When Palma.ai Code Mode is the right move
Choose Palma.ai Code Mode when your workflow spans multiple tools (enrich → transform → validate → write), when you need determinism (idempotent writes, explicit validation, human-in-the-loop gates), when you must prove what ran (policy + audit), and when you want on-prem/SLM economics without committing to a single model vendor. Code Mode is the shortest path from "agent attempts" to "agent outcomes."
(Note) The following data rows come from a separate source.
Issue #6481, opened 2023-10-25
reuse-http-port flag is integer and not boolean


VictorM-PS:
**Description**
The command feature `reuse-http-port` to merge several triton servers in a single port is indicated boolean in the help flag, however it is actually implemented as integer.

**Triton Information**
What version of Triton are you using?
23.04

Are you using the Triton container or did you build it yourself?
Triton container with fastertransformer_backend.

**To Reproduce**

```
root@ddf7471aa162:/workspace# /opt/tritonserver/bin/tritonserver --allow-http true --model-repository=./models/ner-model/  --load-model=*  --allow-http true --http-port 5023 --reuse-http-port true
terminate called after throwing an instance of 'std::invalid_argument'
  what():  stoi
Aborted (core dumped)
```

When running it with 1:

```
root@ddf7471aa162:/workspace# /opt/tritonserver/bin/tritonserver --allow-http true --model-repository=./models/ner-model/  --load-model=*  --allow-http true --http-port 5023 --reuse-http-port=1
I1025 14:02:19.135604 307 pinned_memory_manager.cc:240] Pinned memory pool is created at '0x7fa262000000' with size 268435456
I1025 14:02:19.139103 307 cuda_memory_manager.cc:105] CUDA memory pool is created on device 0 with size 67108864
...
```

Your test files cover it with the 1 flag but `-h` documentation is wrong/not clear as it indicates boolean true/false.

**Expected behavior**
The command line should execute with `--reuse-http-port true`.

dyastremsky:
Thank you for catching and reporting this bug, as well as detailing how our test files cover it. We have filed a ticket (DLIS-5697) and will fix this.

dyastremsky:
Thanks for letting us know about this! Closed with #6511.

PR #6511, opened 2023-11-02
Parse reuse-grpc-port and reuse-http-port as booleans

dyastremsky:
The reuse-grpc-port and reuse-http-port flags are documented in the options as booleans but parsed as integers. This PR makes it so they are parsed as booleans.

Addresses [6481](https://github.com/triton-inference-server/server/issues/6481).

### DIFF
--- a/qa/L0_socket/test.sh
+++ b/qa/L0_socket/test.sh
@@ -310,12 +310,12 @@ SERVER2_LOG="./inference_server2.log"
 for p in http grpc; do
     # error if servers bind to the same http/grpc port without setting the reuse flag
     if [ "$p" == "http" ]; then
-        SERVER_ARGS="--model-repository=$DATADIR --metrics-port 8002 --reuse-grpc-port=1"
-        SERVER0_ARGS="--model-repository=$DATADIR --metrics-port 8003 --reuse-grpc-port=1"
+        SERVER_ARGS="--model-repository=$DATADIR --metrics-port 8002 --reuse-grpc-port=true"
+        SERVER0_ARGS="--model-repository=$DATADIR --metrics-port 8003 --reuse-grpc-port=true"
         SERVER1_ARGS="--model-repository=$DATADIR --metrics-port 8004 --reuse-grpc-port=true"
     else
-        SERVER_ARGS="--model-repository=$DATADIR --metrics-port 8002 --reuse-http-port=1"
-        SERVER0_ARGS="--model-repository=$DATADIR --metrics-port 8003 --reuse-http-port=1"
+        SERVER_ARGS="--model-repository=$DATADIR --metrics-port 8002 --reuse-http-port=true"
+        SERVER0_ARGS="--model-repository=$DATADIR --metrics-port 8003 --reuse-http-port=true"
         SERVER1_ARGS="--model-repository=$DATADIR --metrics-port 8004 --reuse-http-port=true"
     fi
     # make sure the first server is launched successfully, then run the other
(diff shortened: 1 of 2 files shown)


qa/L0_socket/test.sh
```diff
@@ -357,9 +357,9 @@ for p in http grpc; do
     #   (a) Test default metrics-address being same as http-address
     #   (b) Test setting metrics-address explicitly to 0.0.0.0
     #   (c) Test setting metrics-address explicitly to 127.0.0.1
-    SERVER0_ARGS="--model-repository=$DATADIR --metrics-port 8002 --reuse-http-port=1 --reuse-grpc-port=1"
-    SERVER1_ARGS="--model-repository=$DATADIR --metrics-address 0.0.0.0 --metrics-port 8003 --reuse-http-port=1 --reuse-grpc-port=1"
-    SERVER2_ARGS="--model-repository=$DATADIR --metrics-address 127.0.0.2 --metrics-port 8004 --reuse-http-port=1 --reuse-grpc-port=1"
+    SERVER0_ARGS="--model-repository=$DATADIR --metrics-port 8002 --reuse-http-port=true --reuse-grpc-port=true"
+    SERVER1_ARGS="--model-repository=$DATADIR --metrics-address 0.0.0.0 --metrics-port 8003 --reuse-http-port=1 --reuse-grpc-port=true"
```
fpetrini15, line 361:
```suggestion
    SERVER1_ARGS="--model-repository=$DATADIR --metrics-address 0.0.0.0 --metrics-port 8003 --reuse-http-port=true --reuse-grpc-port=true"
```

qa/L0_socket/test.sh
```diff
@@ -357,9 +357,9 @@ for p in http grpc; do
...
+    SERVER2_ARGS="--model-repository=$DATADIR --metrics-address 127.0.0.2 --metrics-port 8004 --reuse-http-port=1 --reuse-grpc-port=true"
```
fpetrini15, line 362:
```suggestion
    SERVER2_ARGS="--model-repository=$DATADIR --metrics-address 127.0.0.2 --metrics-port 8004 --reuse-http-port=true --reuse-grpc-port=true"
```

kthui:
I wonder what you think about changing the docs instead? In case people are supplying an `int` instead of `bool` in the real world?

dyastremsky:
> I wonder what you think about changing the docs instead? In case other people are silently supplying an `int` instead of `bool` in the real world?

For context, the docs are the ones [here](https://github.com/triton-inference-server/server/blob/e865b47d9e9e1beaca12c51fd6b6ab925bc8cd96/src/command_line_parser.cc#L453) (in the parser itself).

As far as real world usage, as you can see from the fact that the test was passing before the two commits Francesco just added that this should work with values 0 and 1 because they are accepted by [ParseOption](https://github.com/triton-inference-server/server/blob/e865b47d9e9e1beaca12c51fd6b6ab925bc8cd96/src/command_line_parser.cc#L168-L184). Beyond that, I think previously any non-0 was accepted as "true" and now any non-zero integer other than 1 would throw an error.

This is a good point, so CC'ing @nnshah1 and @GuanLuo for their thoughts.

kthui (approved):
>  I think previously any non-0 was accepted as "true" and now any non-zero integer other than 1 would throw an error.

Thanks for clarifying, I don't know how many people could fall into this "trap", other than that, LGTM

nnshah1:
Good with the change - we can release note it to give people a heads up.

dyastremsky:
Awesome, thank you Jacky and Neelay! I'll add it to the release notes.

Benefits of using Palma.ai
For Agent Builders
Palma.ai shortens the distance from idea to reliable execution. You write less glue, ship chains that finish on the first try, and debug a single, auditable unit of work instead of a dozen brittle hops. Because orchestration compiles to code inside isolates, you get smaller prompts, fewer retries, and the freedom to use SLMs on-prem—escalating to larger models only when they add clear value. And you don't have to guess what exists: Palma.ai provides MCP discoverability—a governed, searchable catalog of tools, resources, and prompts across all registered servers (kept current by discovery jobs), with full-text, fuzzy, and optional semantic search. Virtual Servers unify multiple back-ends behind one logical endpoint so you can find and test the right tool in seconds.
For Platform Teams
Palma.ai centralizes control at the tool boundary. You define policies (RBAC, scopes, quotas), isolate environments with Virtual Servers, and keep keys and data local thanks to client-side code generation. Tool catalogs remain portable under MCP, cost is visible with FinOps dashboards, and every decision or call is preserved for audit. You can run it self-hosted or air-gapped without losing observability.
For MCP Builders
Palma.ai gives you a clean, standardized way to expose internal systems as MCP tools without tying yourself to a single agent runtime or cloud. The contract is crisp: schemas, scopes, and policies are enforced consistently; upgrades are predictable; support tickets drop. Because Palma.ai is vendor-neutral and on-prem friendly, your services stay portable while gaining the guardrails enterprises expect.